## Data extracts
Issue #5073, opened 2021-12-09
Update API usage log calls in ops


kazhang:
As we discuss in API usage logging policy, `torchvision.ops` needs to be updated to include calls in all class constructors. Currently there are calls on all methods.
For example, logging is triggered for [roi_align](https://github.com/pytorch/vision/blob/4cacf5a19f68f6b6483c758e3ac95d1dd9b6194c/torchvision/ops/roi_align.py#L53), but we also need log call for [RoIAlign](https://github.com/pytorch/vision/blob/4cacf5a19f68f6b6483c758e3ac95d1dd9b6194c/torchvision/ops/roi_align.py#L78).

datumbox:
@kazhang Thanks for raising issues. If you add more info here to make the ticket self-explanatory without requiring reading other issues and potentially provide an example of how to fix RoiAlign in code, we will be able to tag it as "good first issue" and ask for the help of the community. Usually it takes a bit more effort to write detailed descriptions so that new contributors with no context on Vision can help.

Also tagging a bunch of regulars in case they have the bandwidth to help: @frgfm @oke-aditya @zhiqwang @xiaohu2015 :)

frgfm:
Happy to help :+1: 
But I would need some clarification if possible:
- in the example of `RoIAlign`, considering it calls `roi_align` (cf. https://github.com/pytorch/vision/blob/4cacf5a19f68f6b6483c758e3ac95d1dd9b6194c/torchvision/ops/roi_align.py#L84), do we want to only add an additional log call when `RoIAlign.forward` is used?
- or we want to disable the underlying call from the functional API, and only have a log call for the module API?

xiaohu2015:
@frgfm I think he want to include logging calls in all class constructors for `torchvision.ops`.

datumbox:
Thanks a lot for your support :)

That is correct. The original idea was why include a call on `RoIAlign` if a call exists on `roi_align`? This is a fair point but it leads to a complicated policy where one needs to check if a functional method exists before adding the call on the constructor. So we propose to simplify this by adding always calls in both the Class and the functional ops. Note that not all ops have both Class and functional parts so this way we cover everything.

Note before picking this up, note that @kazhang has an unmerged PR at #5072 which slightly changes the log call. So maybe wait for a few hours until this is merged before you open PRs. He is on a different timezone, so he hasn't seen yet the messages.

xiaohu2015:
[...]

PR #5095, opened 2021-12-13
Simplified usage log API

kazhang:
As we discussed in #5052, we want to:
1. log fully qualified name;
2. use a simple API that takes either class self or function as input;

### DIFF
--- a/torchvision/ops/deform_conv.py
+++ b/torchvision/ops/deform_conv.py
@@ -60,8 +60,8 @@ def deform_conv2d(
         >>> # returns
         >>>  torch.Size([4, 5, 8, 8])
     """
-
-    _log_api_usage_once(deform_conv2d)
+    if not torch.jit.is_scripting() and not torch.jit.is_tracing():
+        _log_api_usage_once(deform_conv2d)
     _assert_has_ops()
     out_channels = weight.shape[0]
 
--- a/torchvision/ops/deform_conv.py
+++ b/torchvision/ops/deform_conv.py
@@ -61,7 +61,7 @@ def deform_conv2d(
         >>>  torch.Size([4, 5, 8, 8])
     """
 
-    _log_api_usage_once("ops", "deform_conv2d")
+    _log_api_usage_once(deform_conv2d)
     _assert_has_ops()
     out_channels = weight.shape[0]
 
--- a/torchvision/ops/deform_conv.py
+++ b/torchvision/ops/deform_conv.py
@@ -124,6 +124,7 @@ class DeformConv2d(nn.Module):
         bias: bool = True,
     ):
         super().__init__()
+        _log_api_usage_once(self)
 
         if in_channels % groups != 0:
             raise ValueError("in_channels must be divisible by groups")
--- a/torchvision/ops/ps_roi_align.py
+++ b/torchvision/ops/ps_roi_align.py
@@ -69,6 +69,7 @@ class PSRoIAlign(nn.Module):
         sampling_ratio: int,
     ):
         super().__init__()
+        _log_api_usage_once(self)
         self.output_size = output_size
         self.spatial_scale = spatial_scale
         self.sampling_ratio = sampling_ratio
--- a/torchvision/ops/ps_roi_align.py
+++ b/torchvision/ops/ps_roi_align.py
@@ -43,7 +43,7 @@ def ps_roi_align(
     Returns:
         Tensor[K, C / (output_size[0] * output_size[1]), output_size[0], output_size[1]]: The pooled RoIs
     """
-    _log_api_usage_once("ops", "ps_roi_align")
+    _log_api_usage_once(ps_roi_align)
     _assert_has_ops()
     check_roi_boxes_shape(boxes)
     rois = boxes
--- a/torchvision/ops/ps_roi_align.py
+++ b/torchvision/ops/ps_roi_align.py
@@ -43,7 +43,8 @@ def ps_roi_align(
     Returns:
         Tensor[K, C / (output_size[0] * output_size[1]), output_size[0], output_size[1]]: The pooled RoIs
     """
-    _log_api_usage_once(ps_roi_align)
+    if not torch.jit.is_scripting() and not torch.jit.is_tracing():
+        _log_api_usage_once(ps_roi_align)
     _assert_has_ops()
     check_roi_boxes_shape(boxes)
     rois = boxes
--- a/torchvision/ops/ps_roi_pool.py
+++ b/torchvision/ops/ps_roi_pool.py
@@ -37,7 +37,8 @@ def ps_roi_pool(
     Returns:
         Tensor[K, C / (output_size[0] * output_size[1]), output_size[0], output_size[1]]: The pooled RoIs.
     """
-    _log_api_usage_once(ps_roi_pool)
+    if not torch.jit.is_scripting() and not torch.jit.is_tracing():
+        _log_api_usage_once(ps_roi_pool)
     _assert_has_ops()
     check_roi_boxes_shape(boxes)
     rois = boxes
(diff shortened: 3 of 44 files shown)


torchvision/ops/deform_conv.py
```diff
@@ -60,8 +60,8 @@ def deform_conv2d(
         >>> # returns
         >>>  torch.Size([4, 5, 8, 8])
     """
-
-    _log_api_usage_once("ops", "deform_conv2d")
+    if not torch.jit.is_scripting() and not torch.jit.is_tracing():
+        _log_api_usage_once(deform_conv2d)
```
datumbox, line 64: This looks good but we are missing the logging call on the `DeformConv2d` class constructor. Can you add it?

This is because when originally logging was added, it wasn't put both on the constructors and on the functional methods. My understanding is that we agreed to put it in both places for simplicity.

Also, should we add the call on the C++ side of the operator as well?

torchvision/ops/ps_roi_align.py
```diff
@@ -43,7 +43,8 @@ def ps_roi_align(
     Returns:
         Tensor[K, C / (output_size[0] * output_size[1]), output_size[0], output_size[1]]: The pooled RoIs
     """
-    _log_api_usage_once("ops", "ps_roi_align")
+    if not torch.jit.is_scripting() and not torch.jit.is_tracing():
+        _log_api_usage_once(ps_roi_align)
```
datumbox, line 47: Same, missing from the class.

torchvision/ops/ps_roi_pool.py
```diff
@@ -37,7 +37,8 @@ def ps_roi_pool(
     Returns:
         Tensor[K, C / (output_size[0] * output_size[1]), output_size[0], output_size[1]]: The pooled RoIs.
     """
-    _log_api_usage_once("ops", "ps_roi_pool")
+    if not torch.jit.is_scripting() and not torch.jit.is_tracing():
+        _log_api_usage_once(ps_roi_pool)
```
datumbox, line 41: Same, missing from the class.

torchvision/ops/roi_align.py
```diff
@@ -50,7 +50,8 @@ def roi_align(
     Returns:
         Tensor[K, C, output_size[0], output_size[1]]: The pooled RoIs.
     """
-    _log_api_usage_once("ops", "roi_align")
+    if not torch.jit.is_scripting() and not torch.jit.is_tracing():
+        _log_api_usage_once(roi_align)
```
datumbox, line 54: Same, missing from the class.

torchvision/ops/roi_pool.py
```diff
@@ -39,7 +39,8 @@ def roi_pool(
     Returns:
         Tensor[K, C, output_size[0], output_size[1]]: The pooled RoIs.
     """
-    _log_api_usage_once("ops", "roi_pool")
+    if not torch.jit.is_scripting() and not torch.jit.is_tracing():
+        _log_api_usage_once(roi_pool)
```
datumbox, line 43: Same, missing from the class.

torchvision/ops/stochastic_depth.py
```diff
@@ -23,7 +23,8 @@ def stochastic_depth(input: Tensor, p: float, mode: str, training: bool = True)
     Returns:
         Tensor[N, ...]: The randomly zeroed tensor.
     """
-    _log_api_usage_once("ops", "stochastic_depth")
+    if not torch.jit.is_scripting() and not torch.jit.is_tracing():
+        _log_api_usage_once(stochastic_depth)
```
datumbox, line 27: Same, missing from the class.

torchvision/utils.py
```diff
@@ -380,7 +385,11 @@ def _generate_color_palette(num_masks: int):
     return [tuple((i * palette) % 255) for i in range(num_masks)]
 
 
-def _log_api_usage_once(module: str, name: str) -> None:
-    if torch.jit.is_scripting() or torch.jit.is_tracing():
+@no_type_check
+def _log_api_usage_once(obj) -> None:  # type: ignore
```
datumbox, line 389: Perhaps?
```suggestion
def _log_api_usage_once(obj: Any) -> None:
```

OR
```suggestion
def _log_api_usage_once(obj):
```

datumbox (commented):
Thanks @kazhang. I think the approach works.

I noted a couple of log calls that were missed that I think are worth adding in this PR to wrap it up.
Also I noticed that a couple of tests are [failing](https://app.circleci.com/pipelines/github/pytorch/vision/13437/workflows/7be0ba67-b306-435f-bf84-4f443c539060/jobs/1076234).

kazhang:
Once this PR is merged, I will update #5073 and #5007.

torchvision/utils.py
```diff
@@ -88,6 +89,7 @@ def norm_range(t, value_range):
         else:
             norm_range(tensor, value_range)
 
+    assert isinstance(tensor, torch.Tensor)
```
kazhang, line 92: Type check complaints about
> Item "List[Tensor]" of "Union[Tensor, List[Tensor]]" has no attribute "size"

Since list of tensors should have been stacked together on line 57, I think this is a fair assertion.

datumbox: Thanks @kazhang, clearly this error is not related to your changes.

@pmeier I tagged you because of the git-blame info. The `tensor: Union[torch.Tensor, List[torch.Tensor]]` is indeed defined as list. My understanding is that this won't work, can you confirm?

datumbox (approved):
Thanks a lot for the work @kazhang. I think this looks much better.

@NicolasHug could you also have a quick look just to be sure?

@vfdev-5 Does it make sense to add log calls to the `_interpolate_bilinear2d_aa` and `_interpolate_bicubic2d_aa` methods on a separate PR?

vfdev-5:
@datumbox I think we can skip logging these methods (_interpolate_bilinear2d_aa, _interpolate_bicubic2d_aa)

torchvision/utils.py
```diff
@@ -380,7 +386,10 @@ def _generate_color_palette(num_masks: int):
...
 
-def _log_api_usage_once(module: str, name: str) -> None:
-    if torch.jit.is_scripting() or torch.jit.is_tracing():
+def _log_api_usage_once(obj: Any) -> None:
+    if not obj.__module__.startswith("torchvision"):
         return
-    torch._C._log_api_usage_once(f"torchvision.{module}.{name}")
+    name = obj.__class__.__name__
+    if name == "function":
+        name = obj.__name__
```
NicolasHug, line 394: Nit: it might be a bit cleaner to explicitly check for functions with either `inspect.isfunction()` or `isinstance(obj, types.FunctionType)`.

NicolasHug (approved):
Thanks @kazhang , one nit (feel free not to address it) but LGTM anyway!

torchvision/utils.py
datumbox: +1 on the `isinstance` approach which avoids importing `inspect`.

torchvision/utils.py
pmeier: Nope, this works as expected: 

https://github.com/pytorch/vision/blob/f5dca445a2a22945a3a34fbf9abe409e23f83fc5/torchvision/utils.py#L54-L56

I look into it an see why `mypy` doesn't pick up on this.

datumbox: Sorry I looked it quickly and missed this. Sounds good.

pmeier: Keeping this open for now. I'm fine with the fix for this PR, but something weird is going on. I can reproduce the issue, but this PR shouldn't do anything to trigger it. I'll investigate more thoroughly.

kazhang: @pmeier just to clarify, should I remove this assertion and ignore the type check error for now? since you'll investigate more thoroughly

pmeier: Keep it in for now. I'll try to figure out how to make `mypy` happy without the `assert` in.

## Task details
Among the lines above, find those that contain the word "good" and copy them.

## Answer
@kazhang Thanks for raising issues. If you add more info here to make the ticket self-explanatory without requiring reading other issues and potentially provide an example of how to fix RoiAlign in code, we will be able to tag it as "good first issue" and ask for the help of the community. Usually it takes a bit more effort to write detailed descriptions so that new contributors with no context on Vision can help.
datumbox, line 64: This looks good but we are missing the logging call on the `DeformConv2d` class constructor. Can you add it?
datumbox: Sorry I looked it quickly and missed this. Sounds good.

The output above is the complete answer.